项目说明参考知乎文章：紧追SOTA！教你用Pytorch上手BERT中文分词！

Dataset

数据集来源于SIGHAN 2005第二届中文分词任务中的Peking University数据集。

如有需要，这里是PKU数据集及评测脚本的百度网盘地址👇：

链接: https://pan.baidu.com/s/1yZrDSrvAXi-0mCxRp3L-sw 密码: 31qd

将数据集及评测脚本解压后放置在所用模型的./data/路径下即可。

Model

本项目实现了中文分词任务的baseline模型，对应路径分别为：

BiLSTM-CRF ( + pretrained embedding)
BERT-Softmax
BERT-CRF
BERT-BiLSTM-CRF

其中，根据使用的预训练模型的不同，BERT-base-X 模型可转换为 RoBERTa-X 模型。

Requirements

This repo was tested on Python 3.6+ and PyTorch 1.5.1. The main requirements are:

tqdm
scikit-learn
pytorch >= 1.5.1
🤗transformers == 2.2.2

To get the environment settled, run:

pip install -r requirements.txt

Pretrained Model Required

需要提前下载BERT的预训练模型，包括

pytorch_model.bin
vocab.txt

放置在./pretrained_bert_models对应的预训练模型文件夹下，其中

bert-base-chinese模型：下载地址。

注意，以上下载地址仅提供tensorflow版本，需要根据huggingface suggest将其转换为pytorch版本。

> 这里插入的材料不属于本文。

PR #766, opened 2020-04-17
Switched to anyhow error in handler and event run()

rdelfin:
Added anyhow as the return type for the handler update() and draw() as well as the event loop run.

### DIFF
--- a/Cargo.toml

chinese_roberta_wwm_large模型：下载地址。

如果觉得麻烦，pytorch版本的上述模型可以通过下方网盘链接直接获取😊：

链接: https://pan.baidu.com/s/1rhleLywF_EuoxB2nmA212w 密码: isc5

Pretrained Embedding Required

BiLSTM-CRF中使用的unigram-embedding和bigram-embedding均来自Chinese-Word-Vectors ：

Various Co-occurrence Information$\rightarrow$Character Feature$\rightarrow$Word$\rightarrow$ Character (1-2)$\rightarrow$Context Word Vectors 百度网盘下载地址。

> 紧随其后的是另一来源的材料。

PR #771, opened 2020-04-22
Added a .center() method to Rect to find center coords

mkhan45:
Well I'm not sure if there's a reason it's not added, but I use it fairly frequently so I thought I'd make a PR.


icefoxen:
Hey, that's pretty handy. Thanks!

Issue #640, opened 2019-06-03
Does not gracefully handle it if the main loop update is too slow


icefoxen:
**Describe the bug**
Described here: https://www.reddit.com/r/rust/comments/bvrkpx/a_guide_to_rust_2d_game_frameworks_2019/epv2f4q/?context=3

> Additionally, I've encountered situations where I've been able to destabilize the main loop; 
> i.e. where the update method runs too slow and ggez keeps running update, failing to 
> draw or handle inputs in a timely manner.

**To Reproduce**

At a GUESS, you make a loop with `event::check_update_time()` that takes longer than the given update time to execute.  I believe it is possible to make the main loop hang forever by doing that, and it won't ever get around to checking for events or handling quit requests.  Need to double check.

**Expected behavior**

Not sure!  But making everything hang forever is obviously wrong.   Options:

 * Check, and log a warning when this happens
 * Check, and if the main loop is taking too long then yield anyway to handle events before trying again.  Your game will lag, but won't hang.
 * Check, and return `Result` from `check_update_time` so we can distinguish between "time is caught up", "time is not caught up", and "it doesn't look like time will ever catch up".  Basically, incorporate a watchdog into it and force the user to handle the case where it takes too long.

**Screenshots or pasted code**

todo

**Hardware and Software:**
 - ggez version: 0.4.4 or 0.5.0-rc.X; `check_update_time()` shouldn't really be different between them

Wumpf:
Easiest (and I think typical) way to solve this is to have max number of times `check_update_time` returns true for every `update`. This is essentially how Unity solves the issue as well ([source](http://answers.unity.com/answers/11583/view.html)): An update step (== `check_update_time`) has a fixed dt, but the sum of those steps should never be over a given max timespan per update, otherwise one runs into a feedback loop with more and more update steps to catch up per update.

Alternatively `check_update_time` could clamp `residual_update_dt` to zero if "current time spend updating" + "last render timer" took already more than the available time budget... but sounds to me like this gets quite tricky and hard to control 🤔

icefoxen:
...That's honestly a great idea, and simple to implement.  Thank you!

icefoxen:
Possible link to add as a reference: https://joetsoi.github.io/fix-your-timestep-rust-ggez/

0----0:
The way examples in ggez devel currently treat #774 , which is to use `?` to unwrap `check_update_time()`, exiting the application on failure, behaves undesirably in two cases:
[...]

PR #774, opened 2020-05-11
Iss640

keatoooon:
Fix for issue #640 

Instead of returning a bool, check_update_time() will now return a GameResult<bool>. If called more than MAX_INCREMENTAL_UPDATES times per call to update(), it will return TimeCatchupError, which is a new GameError I added for this purpose. Otherwise, check_update_time() returns Ok(true/false) as it did before. All the examples and documentation should be updated accordingly.

Let me know if there are any issues/changes that you would like me to make


icefoxen:
Oooh, I actually quite like this.  Sorry it's taken me like five months to incorporate it.  I want to do a bit more checking but expect this to get merged into the 0.6 release.

PR #785, opened 2020-06-24
Add a `CustomError` variant to `GameError`.

gamma-delta:
When a game is running, there may be errors that ggez does not know how to handle. For example, the game may be in an incorrect state, or data it has loaded from a file may be malformed.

关于选用该文件的具体说明参见中文字符向量 #18 。

Results

各个模型在数据集上的结果（f1 score）如下表所示：

BERT均指Bert-chinese-base模型，RoBERTa均指RoBERTa-wwm-ext-large模型。

模型	F1 Score	Recall	Precision	OOV Rate	OOV Recall	IV Recall
BiLSTM+CRF	0.927	0.922	0.933	0.058	0.622	0.940
BiLSTM+CRF (unigram)	0.922	0.927	0.916	0.058	0.538	0.939
BiLSTM+CRF (unigram+bigram)	0.945	0.947	0.944	0.058	0.649	0.962
BERT+Softmax	0.965	0.961	0.968	0.058	0.850	0.968
BERT+CRF	0.965	0.962	0.969	0.058	0.858	0.968
BERT+BiLSTM+CRF	0.964	0.960	0.969	0.058	0.861	0.966
RoBERTa+CRF	0.962	0.960	0.965	0.058	0.827	0.968

我们在BiLSTM-CRF代码中实现了K折验证，结果如下：

Model	K-fold	Average F1 Score	Average Test Loss
BiLSTM+CRF	10	0.923	887.08
BiLSTM+CRF (unigram)	10	0.918	640.43
BiLSTM+CRF (unigram+bigram)	10	0.943	506.95

Parameter Setting

1.model parameters

在./experiments/seg/config.json中设置了Bert/Roberta模型的基本参数，而在./pretrained_bert_models下的两个预训练文件夹中，config.json除了设置Bert/Roberta的基本参数外，还设置了'X'模型（如LSTM）参数，可根据需要进行更改。

2.other parameters

环境路径以及其他超参数在./config.py中进行设置。

Usage

打开指定模型对应的目录，命令行输入：

python run.py

模型运行结束后，最优模型和训练log保存在./experiments/路径下。在测试集中的bad case保存在./case/bad_case.txt中。

Evaluation

本项目可以使用SIGHAN 2005官方脚本计算F1 Score等评测指标。

BiLSTM-CRF需在./data/路径下运行

perl scripts/score training_vocab.txt test.txt output.txt > score.txt

BERT + X需在./data/路径下运行

perl scripts/score training_vocab.txt test.txt res.txt > score.txt

MultiGPU

由于Roberta模型占用显存较多，因此该项目中的BERT部分支持Multi GPU训练。BERT-base可直接设置为单卡训练。

单卡训练指令：

CUDA_VISIBLE_DEVICES=0 python -m torch.distributed.launch --nproc_per_node=1 run.py

多卡训练指令：

CUDA_VISIBLE_DEVICES=0,1,2,3 python -m torch.distributed.launch --nproc_per_node=4 run.py

后台训练：

CUDA_VISIBLE_DEVICES=0,1,2,3 nohup python -m torch.distributed.launch --nproc_per_node=4 run.py >/dev/null 2>&1

Attention

1.log保存

目前，当前模型的train.log已保存在./experiments/路径下，如要重新运行模型，请先将train.log移出当前路径，以免覆盖。

2.关于注释

本项目是 CLUENER2020 的拓展项目，因此有些代码注释没有改过来，对项目运行无任何影响。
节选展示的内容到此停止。